In 1990, after the fall of the Eastern Bloc, the former East Germany became part of the Community as part of a reunited Germany. With further enlargement planned for former Communist states, Cyprus, and Malta, the Copenhagen criteria for candidate members to join the EU were agreed upon in June 1993.
The European Union was formally established when the Maastricht Treaty—whose main architects wereHelmut Kohl and François Mitterrand—came into force on 1 November 1993. In 1995, Austria, Finland, and Sweden joined the EU. In 2002, euro banknotes and coins replaced national currencies in 12 of the member states. Since then, the eurozone has increased to encompass 18 countries. In 2004, the EU saw its biggest enlargement to date when Cyprus, the Czech Republic, Estonia, Hungary, Latvia,Lithuania, Malta, Poland, Slovakia, and Slovenia joined the Union.

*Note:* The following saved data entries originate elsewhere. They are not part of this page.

PR #518, opened 2018-07-14
multi: update neutrino backend to use new filter format

Roasbeef:
In this PR, we update the backends, and also chain recovery logic to be aware of the new neutrino API as a result of the modifications to BIP 158. The major change is that we must now carry along the previous output script along with the outpoint everywhere as we'll now _match_ on the prev output script, but then actually _dispatch_ notifications based on the outpoint.

### DIFF
--- a/wallet/rescan.go
+++ b/wallet/rescan.go
@@ -255,9 +255,6 @@ func (w *Wallet) Rescan(addrs []btcutil.Address, unspent []wtxmgr.Credit) error 
 		}
 
 		outpoints[output.OutPoint] = outputAddrs[0]
-		if err != nil {
-			return err
-		}
 	}
 
 	job := &RescanJob{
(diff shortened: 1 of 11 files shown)


Roasbeef:
Note that this will fail travis until https://github.com/lightninglabs/neutrino/pull/74 is merged.

wallet/rescan.go
```diff
@@ -240,9 +245,19 @@ out:
...
+	for _, output := range unspent {
+		_, outputAddrs, _, err := txscript.ExtractPkScriptAddrs(
+			output.PkScript, w.chainParams,
+		)
+		if err != nil {
+			return err
+		}
+
+		outpoints[output.OutPoint] = outputAddrs[0]
+		if err != nil {
```
wpaulino: 🤔

PR #519, opened 2018-07-17
multi: update neutrino gcs filter format

cfromknecht:
In this PR, we update the backends, and also chain recovery logic to be aware of the new neutrino API as a result of the modifications to BIP 158. The major change is that we must now carry along the previous output script along with the outpoint everywhere as we'll now match on the prev output script, but then actually dispatch notifications based on the outpoint.

Replaces #518


cfromknecht:
LGTM! 🚀

PR #524, opened 2018-08-14
waddrmgr: add new DerivationInfo method to ManagedPubKeyAddress

Roasbeef:
In this PR, we add a new method `DerivationInfo` to the
`ManagedPubKeyAddress` interface. This method is meant to provide callers
with the information necessary to independently derive each key returned
by the various methods provided to derive addresses.

We also update the tests to ensure that when we create addresses, as well as read them from disk, the `DerivationInfo` return values are set properly. 

Finally, we fix a bug in the wallet code for disconnecting blocks which would previously ignore an error.

### DIFF
--- a/waddrmgr/address.go
+++ b/waddrmgr/address.go
@@ -108,7 +108,7 @@ type ManagedPubKeyAddress interface {
 	// that backs the address via traditional methods from the HD root. For
 	// imported keys, the first value will be set to false to indicate that
 	// we don't know exactly how the key was derived.
-	DerivationInfo() (bool, KeyScope, DerivationPath)
+	DerivationInfo() (KeyScope, DerivationPath, bool)
 }
 
 // ManagedScriptAddress extends ManagedAddress and represents a pay-to-script-hash
@@ -125,7 +125,7 @@ type ManagedScriptAddress interface {
 // the private key associated with the public key.
 type managedAddress struct {
 	manager          *ScopedKeyManager
-	account          uint32
+	derivationPath   DerivationPath
 	address          btcutil.Address
 	imported         bool
 	internal         bool
@@ -181,7 +181,7 @@ func (a *managedAddress) lock() {
 //
 // This is part of the ManagedAddress interface implementation.
 func (a *managedAddress) Account() uint32 {
-	return a.account
+	return a.derivationPath.Account
 }
 
 // AddrType returns the address type of the managed address. This can be used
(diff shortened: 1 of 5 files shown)


waddrmgr/address.go
```diff
@@ -310,11 +316,33 @@ func (a *managedAddress) ExportPrivKey() (*btcutil.WIF, error) {
...
+		path  DerivationPath
+	)
+
+	// If this key is imported, then we can't return any information as we
+	// don't know precisely how the key was derived.
+	if a.imported {
+		return false, scope, path
+	}
+
+	return false, a.manager.Scope(), a.derivationPath
```
cfromknecht: shouldn't the first val be `true` here?

wallet/chainntfns.go
```diff
@@ -227,12 +227,15 @@ func (w *Wallet) disconnectBlock(dbtx walletdb.ReadWriteTx, b wtxmgr.BlockMeta)
...
 			bs.Timestamp = header.Timestamp
-
 			err = w.Manager.SetSyncedTo(addrmgrNs, &bs)
 			if err != nil {
 				return err
 			}
+
 			err = w.TxStore.Rollback(txmgrNs, b.Height)
+			if err != nil {
+				return err
```
cfromknecht: 👍

waddrmgr/manager_test.go
```diff
@@ -181,6 +194,12 @@ func testManagedPubKeyAddress(tc *testContext, prefix string,
 		}
 	}
 
+	// Imported addresses should return a nil derivation info.
+	if ok, _, _ := gotAddr.DerivationInfo(); gotAddr.Imported() && ok {
```
cfromknecht: Also test that `!ok` for non-imported?

waddrmgr/address.go
```diff
@@ -103,6 +103,12 @@ type ManagedPubKeyAddress interface {
 	// ExportPrivKey returns the private key associated with the address
 	// serialized as Wallet Import Format (WIF).
 	ExportPrivKey() (*btcutil.WIF, error)
+
+	// DerivationInfo contains the information required to derive the key
+	// that backs the address via traditional methods from the HD root. For
+	// imported keys, the first value will be set to false to indicate that
+	// we don't know exactly how the key was derived.
+	DerivationInfo() (bool, KeyScope, DerivationPath)
```
cfromknecht: not a blocker, but `ok` return value would be more consistent if it were the third item

Roasbeef: Fixed!

waddrmgr/manager_test.go
Roasbeef: Checked above.

waddrmgr/address.go
Roasbeef: Fixed! Also test updated.

PR #532, opened 2018-08-28
chain/rpc: remove unnecessary ping keep alive

wpaulino:
In this commit, we remove the keep-alive logic within the handler of the
RPCClient struct as this logic already exists within the backing
rpclient.Client instance. In this case, we'd completely stop the
connection after the ping timeout (1 min), which would render the
reconnection logic within rpcclient.Client useless.

Fixes https://github.com/lightningnetwork/lnd/issues/1775.


mably:
Would be interesting to update lnd Gopkg.lock file accordingly.  Thanks for the fix 👍

PR #533, opened 2018-08-28
Fix NewAddress deadlock

halseth:
This PR together with https://github.com/lightninglabs/neutrino/pull/92 fixes https://github.com/lightninglabs/neutrino/issues/91 by ensuring we are not in the process of shutting down an ongoing rescan while trying to add addresses to it. 

NOTE: the lock around `WaitForShutdown` was originally removed in https://github.com/btcsuite/btcwallet/commit/d7ad221ee068786bb0bab4fb507b12fb87102873. With this change it will hold the lock while waiting for shutdown, but not sure if safe. @aakselrod any thoughts?


chain/neutrino.go
```diff
@@ -332,16 +332,16 @@ func (s *NeutrinoClient) Rescan(startHash *chainhash.Hash, addrs []btcutil.Addre
...
 	defer s.clientMtx.Unlock()
+
 	if !s.started {
 		return fmt.Errorf("can't do a rescan when the chain client " +
 			"is not started")
 	}
+
 	if s.scanning {
 		// Restart the rescan by killing the existing rescan.
 		close(s.rescanQuit)
```
wpaulino: Why do we kill the rescan if it hasn't finished? Can't we potentially miss dispatching notifications for some events?

halseth: That's a good observation! Not sure why it was originally designed like this, but would say it makes more sense to latch on to the existing one than quit the ongoing one. 

Also possible that we will miss events by just exiting an ongoing rescan without keeping the list of watched addresses around. Will see if I can trigger this situation in tests.

halseth: Turned out to be hard to mock the backends to test this. Ended up indeed adding to an existing rescan instead of killing the ongoing one. Passing in the `Rewind` height should ensure the rescan is started from the appropriate height.

halseth:
Seeing some `lnd` test errors with the newest changes. Looking into.

chain/neutrino.go
```diff
@@ -336,15 +336,35 @@ func (s *NeutrinoClient) Rescan(startHash *chainhash.Hash, addrs []btcutil.Addre
 		return fmt.Errorf("can't do a rescan when the chain client " +
 			"is not started")
 	}
+
+	var inputsToWatch []neutrino.InputWithScript
+	for op, addr := range outPoints {
+		addrScript, err := txscript.PayToAddrScript(addr)
+		if err != nil {
+		}
```
Roasbeef: Missing error return here.

Roasbeef:
@halseth what's the lnd error?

On 1 January 2007, Romania and Bulgaria became EU members. In the same year Slovenia adopted the euro, followed in 2008 by Cyprus and Malta, by Slovakia in 2009, by Estonia in 2011 and by Latvia in 2014. In June 2009, the 2009 Parliament elections were held leading to a renewal of Barroso's Commission Presidency, and in July 2009 Iceland formally applied for EU membership.
On 1 December 2009, the Lisbon Treaty entered into force and reformed many aspects of the EU. In particular, it changed the legal structure of the European Union, merging the EU three pillars system into a single legal entity provisioned with a legal personality, created a permanent President of the European Council, the first of which was Herman Van Rompuy, and strengthened the High Representative, Catherine Ashton.
The European Union received the 2012 Nobel Peace Prize for having "contributed to the advancement of peace and reconciliation, democracy, and human rights in Europe. On 1 July 2013, Croatia became the 28th EU member.